America's Imperialistic Mental Illness Epidemic

03/18/2010 05:12 am ET | Updated Nov 17, 2011

We believe that the United States is the leading edge for the discovery and treatment of mental illness. Instead, a remarkable article in the New York Times, The Americanization of Mental Illness, reveals,

Americans, particularly if they are of a certain leftward-leaning, college-educated type, worry about our country's blunders into other cultures [that's you, HuffPo readers, in case you didn't recognize yourselves]. In some circles, it is easy to make friends with a rousing rant about the McDonald's near Tiananmen Square, the Nike factory in Malaysia or the latest blowback from our political or military interventions abroad. For all our self-recrimination, however, we may have yet to face one of the most remarkable effects of American-led globalization. We have for many years been busily engaged in a grand project of Americanizing the world's understanding of mental health and illness. We may indeed be far along in homogenizing the way the world goes mad. . . .

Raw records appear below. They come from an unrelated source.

PR #262, opened 2016-08-11
add support for kubernetes scheduler stack

### LINKED ISSUE #9: need ways to introduce k8s
The roles and groups that are defined so far includes swarm scheduler. What would be the best way to contribute to this repo to add k8s scheduler. Few options I can think of:
- create host-groups that are different for k8s, for example host-group service-master, can be split into two 'service-master-docker' vs 'service-master-k8s'
- abstract out scheduler role from this to be called 'scheduler' and replace it with swarm, k8s, etc.

My preference would be first one (different host-groups) because there may be more dependent top level roles that some of the schedulers (e.g. mesos) might require.

ping @mapuri, @erikh, @jojimt

mapuri:
**Changes**:
- run kubernetes in container using hyperkube (https://github.com/kubernetes/kubernetes/tree/master/cluster/images/hyperkube)
  - the master and worker services are started as pod specs/manifests
    - master services include apiserver, controller-manager and scheduler
    - worker services include kube-proxy and kubelet
    - apiserver is run behind a VIP for HA
    - scheduler and controller-manager use `--leader-elect` flag to select the active leader
    - kube-proxy and kubelet is run on every node
  - default certs are packaged but allows user to override with their own by setting `k8s_local_cert_dir` var
- contiv_network changes to set the scheduler mode and setup k8s specific config
  - also moved the task to wait on netmaster ready to common tasks, otherwise global mode setting fails occasionally (this is more of a independent fix, so I have left it as separate commit)
- docker service is started with `MountFlags=shared` to propagate mount events to Kubernetes containers

**Testing**:
I tried creating a few pods with contiv networking and basic ping tests passed!

**Next steps**:
Once we start using this more we might find more things to tweak or add (like I haven't enabled k8s cluster-dns (for service discovery) or add-ons yet). We can address those in subsequent PRs.

fixes #9 

/cc @jainvipin @erikh @vvb


erikh:
wow. nice. I'll review tonight.

mapuri:
folks, let me know if there are any major comments. Otherwise I think we can merge this and start using it in our projects to identify next set of issues/enhancements.

erikh:
sorry looking at this now

roles/kubernetes/files/certs/ca.crt
```diff
@@ -0,0 +1,20 @@
+-----BEGIN CERTIFICATE-----
```
erikh, line 1: are these overridable?

roles/kubernetes/tasks/cleanup.yml
```diff
@@ -0,0 +1,11 @@
+---
+# This play contains tasks for cleaning up kubernetes
+
+- name: stop kubernetes
+  service: name=kubernetes state=stopped
+
+- name: cleanup iptables for kubernetes
```
erikh, line 7: we should really turn this into a single unit of code in the future; this pattern is all over the place in our code now :(

roles/docker/templates/docker-svc.j2
```diff
@@ -12,7 +12,7 @@ ExecStart=/usr/bin/docker daemon --storage-opt dm.thinpooldev=/dev/mapper/contiv
 {% else %}
 ExecStart=/usr/bin/docker daemon -H fd:// --cluster-store=etcd://localhost:{{ etcd_client_port1 }}
 {% endif %}
-MountFlags=slave
+MountFlags=shared
```
vvb: @mapuri shall we make this an ansible variable with defaults to `shared`? for cases where people are not using k8s or volplugin and where using `slave` should be ok. wdyt?

vvb:
@mapuri LGTM. really good work.

erikh:
LGTM minus my queries. Very nice.

roles/kubernetes/files/certs/ca.crt
mapuri, line 1: yep, all the certs and keys can be overridden by setting `k8s_local_cert_dir` variable. The bundled certs will be helpful for bringing up test and demo environments

roles/kubernetes/tasks/cleanup.yml
mapuri, line 7: yes, I agree. Let me see if I can make use of a common template of some sort.

Let me track this separately so I can fix all roles together.

roles/docker/templates/docker-svc.j2
mapuri: @vvb 

Yes, both volplugin and k8s need this mode. I didn't really see a good usecase for `slave` during my search so I left it hardcoded. Let me make it a variable.

erikh: slave is technically safer.

erikh: I should clarify that -- we _need_ shared, but for those who don't (e.g., netplugin-only consumers on swarm) probably don't want it.

mapuri:
@vvb I have made the `MountFlags` come through a variable.

I will merge this now and start working on integrating it into cluster-mgr. 

/cc @abhinandanpb @gaurav-dalvi : you might be interested in incorporating this into the demo installer. It can help consolidate some of the demo and test scripts. Let me know if I can help in any way.

vvb:
@mapuri thanks for taking care of it.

For more than a generation now, we in the West have aggressively spread our modern knowledge of mental illness around the world. We have done this in the name of science, believing that our approaches reveal the biological basis of psychic suffering and dispel prescientific myths and harmful stigma. There is now good evidence to suggest that in the process of teaching the rest of the world to think like us, we've been exporting our Western "symptom repertoire" as well. That is, we've been changing not only the treatments but also the expression of mental illness in other cultures. Indeed, a handful of mental-health disorders -- depression, post-traumatic stress disorder and anorexia among them -- now appear to be spreading across cultures with the speed of contagious diseases. These symptom clusters are becoming the lingua franca of human suffering, replacing indigenous forms of mental illness.

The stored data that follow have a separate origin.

PR #267, opened 2016-08-18
Misc fixes and enhancements

### LINKED ISSUE #264: epel-release repo is also installing ansible 2.1.1.0 now
Reference issue : https://github.com/contiv/ansible/issues/259

epel-testing to epel-release repo transition wont work now.  ansible 2.1.1.1 version gets installed and then our ansible scripts will fail because of this error :

```
TASK [include] *****************************************************************
included: /home/admin/ansible/roles/ucarp/tasks/cleanup.yml for node1, node2
fatal: [node1]: FAILED! => {"failed": true, "reason": "'item' is undefined"}
...ignoring
fatal: [node2]: FAILED! => {"failed": true, "reason": "'item' is undefined"}
```

mapuri:
- fix the cleanup tasks by expanding the loop of includes. Looks like this is might be broken in latest  ansible, so filed an issue there as well: https://github.com/ansible/ansible/issues/17144
- cleaned up some extra ignore_errors fields, that are not needed anymore with ansible 2.0 +

fixes #264

### DIFF
--- a/cleanup.yml
+++ b/cleanup.yml
@@ -15,15 +15,34 @@
         - "ucp"
         - "docker"
         - "etcd"
-    - include: roles/{{ item }}/tasks/cleanup.yml
-      with_items:
-        - ucarp
-        - contiv_network
-        - contiv_storage
-        - swarm
-        - kubernetes
-        - ucp
-        - etcd
-        - nfs
-        - docker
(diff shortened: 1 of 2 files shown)


vvb:
LGTM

In other words, the mental illnesses we regard as biological imperatives are cultural creations that we are exporting (the same holds for alcoholism and addiction), to which we then point as proof of our assumptions. Human beings are characterized by their inability to distinguish reality from social reality. That has been bad news previously, what with Christian missionaries among the natives et al. But NEVER has their been a culture so intent on telling people around the world how to think as America. It is precisely because we cloak things in humaneness and science that our cultural imperialism is so insidious - and this cuts deeper than big pharma salesmanship and the never-ending enterprise of creating new psychiatric diseases. In the new instant global media world, we can now spread our neuroses - our psychiatricized conception of ourselves - virally.